Retirement Schemes for Working Indians

Retirement Schemes for Working Indians   Retired population is growing at a rapid pace in India. Such people are worried about their future after retirement. As inflation is growing and their earning dropping, they may like to know how to live a smooth life after retirement.

This concern is growing among every working Indians. They save their hard earned income and invest in financial plans that can give regular returns after their retirement.

It is therefore essential to look at post retirement schemes available to secure bright future after post retirement.

Retirement planning involves well-organized saving; watchful investment to generate sufficient funds to secure a decent post retirement life.

Retirement plans comes with an exclusive lifestyle fund which thoroughly lessens the risk of returns by reducing the equity exposure of investments, gradually throughout the policy period.

There are several retirement plans available to invest the gratuity and provident fund the retirees to receive at the time of retirement. One of the retirement schemes is pension plans that are offered by life insurance companies and provide regular money that may fulfil basic needs of the retiree. Besides there are government-sponsored plans, personal plans, annuities, and employer-sponsored plans.

Government-sponsored plans are the social security plan. Personal plans are the Individual Retirement Agreement (IRA), which are subcategorized according to their tax treatment.
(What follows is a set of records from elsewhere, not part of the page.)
PR #91, opened 2019-07-04
Support Custom Lang Aliases in `supported_langs`

a-bougouin:
### Purpose/goal of PR
Support users that use custom lang aliases in their list of supported languages.

### Comments
Some user mistake and input their custom language codes in the list of supported languages. This leads to invalid hreflangs being generated by WOVN.php. This change iterates through supported languages list and ensure the language codes are set to valid WOVN.php language codes, using user's custom lang aliases if necessary.

### DIFF
--- a/src/wovnio/wovnphp/Store.php
+++ b/src/wovnio/wovnphp/Store.php
@@ -42,23 +42,9 @@ class Store
      */
     public function __construct($userSettings)
     {
-        $defaultSettings = $this->defaultSettings();
+        $this->settings = $this->defaultSettings();
         if ($userSettings) {
-            $userSettings = $this->updateSettings($userSettings);
-        } else {
-            $userSettings = array();
-        }
-
-        $this->settings = array_merge($defaultSettings, $userSettings);
-
-        // Use default api_url property when user api_url property is empty.
-        if ($this->settings['api_url'] === '') {
-            $this->settings['api_url'] = $defaultSettings['api_url'];
-        }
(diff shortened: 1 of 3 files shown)


src/wovnio/wovnphp/Store.php
```diff
@@ -204,9 +220,13 @@ public function convertToCustomLangCode($lang_code)
         return $lang_code;
     }
 
-    public function convertToOriginalCode($lang_code)
+    public function convertToOriginalCode($lang_code, $customLangAliases = null)
```
bstewart00: Don't like this null default parameter, but I think the real problem is `updateSettings` taking in this $vals parameter. From what I can tell, $vals is expected to be the same object as this->settings. I would much rather store using this->settings always, if it is possible.

bstewart00: Maybe it could be done by doing `$this->settings = array_merge($defaultSettings, $userSettings);` first in the constructor, followed by `updateSettings`, then you wouldn't need $vals.

a-bougouin: I agree, I'll see what can be done.

a-bougouin: I fixed the initialization of Store so that my change can expect settings to be usable instead of adding to method prototype.

bstewart00:
Oh yeah, it looks like updateSettings doesn't need to be public as well.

Annuities are another retirement plan. These are contracts established with an insurance company. There are two types of annuities, fixed and variable annuities.
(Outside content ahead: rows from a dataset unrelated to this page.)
PR #92, opened 2019-07-11
[FIX] cURL timeout error

Soichiro725:
Same as [[FIX] cURL timeout error](https://github.com/WOVNio/wordpress_plugin/pull/62)


Soichiro725:
Same as [[FIX] cURL timeout error](https://github.com/WOVNio/wordpress_plugin/pull/62)

PR #93, opened 2019-07-31
Add Tagalog Support

a-bougouin:
### Purpose/goal of PR
Add Tagalog Support


Soichiro725:
I found a lang code in `STATIC_DOC.txt`.
It is better to change this file also.

a-bougouin:
@Soichiro725 thanks. This file is actually useless since WOVN.php README was renewed, so I deleted it.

Employer-sponsored plans include qualified and non-qualified retirement plans. Qualified retirement plans meet the Internal Revenue Code requirements and the Employee Retirement Income Security Act of 1974 (ERISA) requirements. Non-qualified retirement plans do not conform to the IRS Code requirements.
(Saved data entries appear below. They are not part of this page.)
PR #96, opened 2019-10-01
Prevent Interception Errors Due to CWD Changed

a-bougouin:
### Purpose/goal of PR
Prevent interception errors due to CWD changed

### Comments
When WOVN.php intercepts through wovn_index.php, CWD is the root because wovn_index.php is at the root. However, the file intercepted by WOVN.php is not necessary at the root and relative imports become broken. This PR set the CWD to the directory of the file intercepted.


Soichiro725:
Can you give me a sample which cause problem?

These plans provide tax exemption, allowing retiree to deduct annual permissible contributions. Contributions and earnings on such funds are tax-deferred. Some of the taxes can be deferred even further through a transfer into a various type of Individual Retirement Agreement (IRA).

Pension Fund Regulatory & Development Authority (PFRDA) initiated the National Pension System (NPS) covers all concern of the retiree.  When a person is making long-term saving plan, charges or cost has great importance. The NPS charges fund management fees of 0.0102% from the government employees and 0.25% from private personnel.

The NPS is very effective, organized and flexible scheme. It has sensible investing standards for fund managers and it’s ITS performance is carefully observed by the NPS Trust, under the general regulation of the PFRDA.

It is generally seen that after retirement some people have positive outlook of life and engage in interesting activities but to some this is worrying period because they do not have any regular source of income.

So in order to avoid such face of life it is advisable to plan investments in post retirement schemes in order to lead a peaceful life.